Outside of your professional life, what hobbies or personal interests do you engage in to unwind and find inspiration? How do these activities contribute to your overall well-being?

Anjali and I are avid cyclists. We love doing long distance cycling and try to go on the long cycling trails that Philadelphia and its suburbs have to offer. We also try to plan our vacations that involve cycling. Especially, if we are in a new country, we typically like cycling and going through the country. It is a great way of seeing parts of the country you may not see while driving. More recently, we were cycling through the Bavarian Alps in Germany and Austria.

Cycling helps us not only stay fit but also Anjali and I can spend time doing something we enjoy a lot. Both of us get busy with work and travel, therefore, it is important to take out time for ourselves and cycling together helps in doing that. 

Navigating a career as dynamic as yours surely comes with challenges. Can you share some significant obstacles you’ve faced along the way and how you overcame them, offering any lessons for those aspiring to follow a similar path?

I have had my share of ups and downs in my professional career. Life after NALSAR looked easy, as I was able to earn a spot as an Associate in one of the biggest law firms in India. However, it took a toll on me mentally and physically. Moving to the US, I had to completely change my outlook towards networking. The way networking happens in India, at least when I was in India, is very different from how it is done in the US. I had to learn how to network for myself, which is not something I did in India, and it took some funny and embarrassing moments before I could find myself in the rooms where I belong. So, when I decided to pursue a policy position in the US, I had to start from scratch. Imagine, being an Indian, working as an advocacy and government affairs professional in a country like the US, and in one of the biggest cities in the country. Initially, I was non-existent for people, and no one knew who I was. I had to go through the grind of proving myself firstly, through my work and then through networking. I always tell upcoming professionals that, let your work product speak for you first before you want the person in front of you to engage with you.   

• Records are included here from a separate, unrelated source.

PR #839, opened 2018-10-24
Updated xfpga reconf tests with expected hw platform behavior.

ibarraza:
Updated the test expectations with the expected hw platform behavior.
Updated the have_powermgmt check to be specific to the device that we are running on.


ibarraza:
Will retarget to master.

PR #840, opened 2018-10-24
Tswhison/plugin to master

tswhison:
This is a request to merge feature/plugin-api to master.  Please review diligently.


.travis.yml
```diff
@@ -129,6 +153,26 @@ matrix:
...
+#         - doxygen
+#   - script: scripts/build-tests-default.sh
+#     cache: ccache
+#     addons:
+#       apt:
+#         packages:
+#         - libjson-c-dev
+#         - libhwloc-dev
+#         - uuid-dev
+#         - doxygen
```
r-rojo: Should we get rid of this?

CMakeLists.txt
```diff
@@ -104,8 +104,9 @@ set(LIBRARY_OUTPUT_PATH ${CMAKE_BINARY_DIR}/lib CACHE PATH "Build directory" FOR
 
 set(COMMON_DIR        ${CMAKE_CURRENT_SOURCE_DIR}/common)
 set(OPAE_INCLUDE_DIR  ${COMMON_DIR}/include CACHE PATH "Path to include directory" FORCE)
-add_custom_target(copy-common-opae-header-files ALL
-  COMMAND ${CMAKE_COMMAND} -E copy_directory ${OPAE_INCLUDE_DIR} ${CMAKE_BINARY_DIR}/include)
+
+#add_custom_target(copy-common-opae-header-files ALL
+#  COMMAND ${CMAKE_COMMAND} -E copy_directory ${OPAE_INCLUDE_DIR} ${CMAKE_BINARY_DIR}/include)
```
r-rojo: remove dead code

CMakeLists.txt
```diff
@@ -184,10 +185,20 @@ mark_as_advanced(BUILD_TESTS)
 option(BUILD_ASE_TESTS "Enable ASE test compilation." OFF)
 mark_as_advanced(BUILD_ASE_TESTS)
 
+## TODO: Remove this once this replaces old school tests
+option(NEW_UNITS "Use new testing framework" OFF)
```
r-rojo: Are we good to remove this option?

CMakeLists.txt
```diff
@@ -184,10 +185,20 @@ mark_as_advanced(BUILD_TESTS)
...
+mark_as_advanced(NEW_UNITS)
+option(ENABLE_MOCK "Enable mock driver for testing." ON)
+mark_as_advanced(ENABLE_MOCK)
+
 if(BUILD_TESTS OR BUILD_ASE_TESTS)
   enable_testing()
   include(CTest)
-  add_subdirectory(tests)
+  if (NEW_UNITS)
```
r-rojo: Maybe we can remove NEW_UNITS option and replace this line with BUILD_TESTS

.travis.yml
tswhison: @nakulkorde?

CMakeLists.txt
tswhison: Agreed

CMakeLists.txt
tswhison: I think so.

CMakeLists.txt
tswhison: I think so.

.travis.yml
nakulkorde: yes I would agree. Also, the test-build script which is supposed to run three different types with different build types is being run with RelWithDebInfo in all three. I will fix that and add to this PR in a few minutes.

ibarraza:
@lzhan55 Based on what those tests have in common, I'm guessing that hugepages have not been allocated.

tswhison:
@lzhan55 
```sh
sudo sh -c 'echo 8 > /sys/kernel/mm/hugepages/hugepages-2048kB/nr_hugepages'
./scripts/cover.sh
```

michael-adler:
@lzhan55 - The diagnosis of no huge pages is unlikely for ASE since ASE is supposed to emulate allocation of huge pages even if they aren't available on the machine. It's possible there is a bug in that emulation code, but it is supposed to work without host huge pages.

tswhison:
@michael-adler she's trying to run the OPAE unit tests, not the ASE ones.

michael-adler:
Sorry. I was confused by "ase development machine".

michael-adler:
@tswhison - The new code has some pthreads compilation failures on older systems (like our standard EC SUSE machines). See branch mcadler/tswhison_plugin_pthread with changes that compile. There is probably a better solution, but the definition of _GNU_SOURCE has to be before other includes.

michael-adler:
@tswhison - fpgaconf fails on BDX, saying no suitable slot. I will investigate.

tswhison:
@michael-adler Thanks for the updates!  I will consume your branch and wait to hear back on fpgaconf.

libopae/api-shell.c
```diff
@@ -803,6 +803,13 @@ fpga_result fpgaPrepareBuffer(fpga_handle handle, uint64_t len, void **buf_addr,
 	opae_wrapped_handle *wrapped_handle =
 		opae_validate_wrapped_handle(handle);
 
+	// A special case: respond FPGA_OK when !buf_addr and !len
+	// as an indication that FPGA_BUF_PREALLOCATED is supported
+	// by the library.
+	if ((flags & FPGA_BUF_PREALLOCATED) && !buf_addr && !len) {
```
r-rojo: Is this documented in the doxygen markup?

r-rojo: It may be worth adding a \@note  to the API docs to reflect this.

tswhison: @r-rojo I added it in 'opae-c: plugins decide FPGA_BUF_PREALLOCATED'

PR #855, opened 2018-10-26
Updated xfpga enum tests to work on hw.

ibarraza:
Updated the xfpga enum tests to get the number of fpgas in the system without using a hardcoded value or relying on fpgaEnumerate(). It will only do this on hw. Might be a better way to do this.
Separated all of the tests into single test case only tests. This also fixed a bunch of memory leakage in the tests.
Added comments for each test case.
Updated the fme num_errors to be consistent with hw. Changed mock platform value as well as the mock sysfs tar.


testing/xfpga/test_enum_c.cpp
```diff
@@ -74,6 +74,58 @@ class enum_c_p : public ::testing::TestWithParam<std::string> {
...
+  // Need a concrete way to determine the number of fpgas on the system
+  // without relying on fpgaEnumerate() since that is the function that
+  // is under test. 
+  int GetNumFpgas() {
+    if (platform_.mock_sysfs != nullptr) {
+      return platform_.devices.size();
+    }
+
+    int value;
+    std::string cmd = "lspci | "
```
tswhison: grep 'intel-fpga-dev' /sys/class/fpga | wc -l
Would also work, and it would be closer to the driver.

testing/xfpga/test_enum_c.cpp
```diff
@@ -198,14 +377,29 @@ TEST_P(enum_c_p, function) {
...
+ *             match that socket_id.
+ */
 TEST_P(enum_c_p, socket_id) {
   auto device = platform_.devices[0];
   ASSERT_EQ(fpgaPropertiesSetSocketID(filter_, device.socket_id), FPGA_OK);
   EXPECT_EQ(
       xfpga_fpgaEnumerate(&filter_, 1, tokens_.data(), tokens_.size(), &num_matches_),
       FPGA_OK);
-  EXPECT_EQ(num_matches_, 2);
+  EXPECT_EQ(num_matches_, GetNumFpgaTypes() * 2);
```
r-rojo: I don't follow what this test is doing. socket_id is 0 on pac systems, and can be 0, 1, ... on integrated systems.

ibarraza: Right, and as the test infrastructure is currently implemented, the test will run one test for each platform detected on the system. The current platform socket will always be 0, MCP or DCP, and we enumerate for that. So we expect that fpgaEnumerate() will return 2 matches for MCP and, if detected, 2 matches for DCP.

PR #857, opened 2018-10-26
tools: update fpga_token in legacy C++ API

tswhison:


michael-adler:
No, it's much worse than this. The new API adds a new level of indirection. I hope you will soon remove the need for this and add ways to probe properties of a token such as sysfspath.

tswhison:
Doh, good catch.  I wasn't seeing the big picture.

PR #2751, opened 2022-10-03
sim: changes to support ASE for OpenCL MMD.

tswhison:


tswhison:
Supports https://github.com/OPAE/opae-sim/pull/32

libraries/libopae-c/pluginmgr.c
```diff
@@ -281,14 +281,22 @@ STATIC int opae_plugin_mgr_detect_platforms(bool with_ase)
 
 	if (with_ase) {
 		opae_pci_device ase_pf = {
-			.name = "ase",
+			.name = "ase_pf",
```
michael-adler, line 284: We have existing tests that look for a single device and then check the vendor_id/device_id for 0x8086/0xa5e. OPAE is, unfortunately, returning device_id 0xa5f first. The simulation works, but the SW thinks it isn't ASE.

Would this new code still work if you made the device_id always 0xa5e and varied subsystem-device_id instead?

tswhison: We can give it a try.  I can't think of a reason OTTOMH why it wouldn't.  It will involve a change here and a change in opae_ase.cfg.  Let me know.

michael-adler (dismissed):
The updated version works for me and existing SW properly detects ASE. Thank you.

I can't evaluate whether the update will work for the MMD.

pajgaonk (approved):

include/opae/types_enum.h
```diff
@@ -126,9 +126,12 @@ typedef enum {
 	/** FPGA_IFC_VFIO indicates that the plugin interface is the
 	 * vfio-pci driver. */
 	FPGA_IFC_VFIO,
-	/** FPGA_IFC_SIM indicates that the plugin interface is the
-	 * AFU Simulation Environment. */
-	FPGA_IFC_SIM
+	/** FPGA_IFC_SIM_DFL indicates that the plugin interface is the
+	 * AFU Simulation Environment simulating DFL drivers. */
+	FPGA_IFC_SIM_DFL,
```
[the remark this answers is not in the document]
tswhison: Yes, this is true.  ASE would be the only plugin to implement FPGA_IFC_SIM and the replacement FPGA_IFC_SIM_DFL/FPGA_IFC_SIM_VFIO.  So, we just need to coordinate the checkin between the two repos.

As we conclude, we would love to hear your thoughts on the current state and future trajectory of government affairs and advocacy. What trends or developments do you foresee shaping these fields, and how can professionals prepare for the evolving landscape?

Government Affairs and advocacy is an ever-changing field of work. One must be very aware of, among other things, the political climate at the local, state, and federal level, the legal system, and the stakeholders in your issues. Whenever I talk to students, I explain the process of an idea becoming law. It starts with an idea, which people start talking in conferences and forums, and then policy is developed, which is used to draft a legislation, and is negotiated between stakeholders, and is deliberated in legislative chambers, and then it passes, eventually signed by the Executive. The process does not end there, as it needs to be implemented. Having said that, I think I have oversimplified the process a lot and it does not do justice to the field of work. Therefore, advocacy involves various parts, and students interested in entering the field of advocacy must be aware of the ever-changing aspects of the process. 

In the US, government affairs and advocacy have rules, which are strictly governed by regulations at the local, state, and federal level. In India, government affairs and advocacy work are still evolving and need more codified legal requirements. When I was a law student in India, there weren’t many opportunities to enter policy and advocacy work apart from taking the UPSC exam and joining the Civil Services. However, currently there are some amazing policy think tanks in India and a lot of students are interested in pursuing policy work and it is very heartening to see more Indian law students willing to enter the field of policy and advocacy work. And I sincerely hope I get a chance to talk to policy and advocacy students in India as I would love to share the US advocacy perspective with them.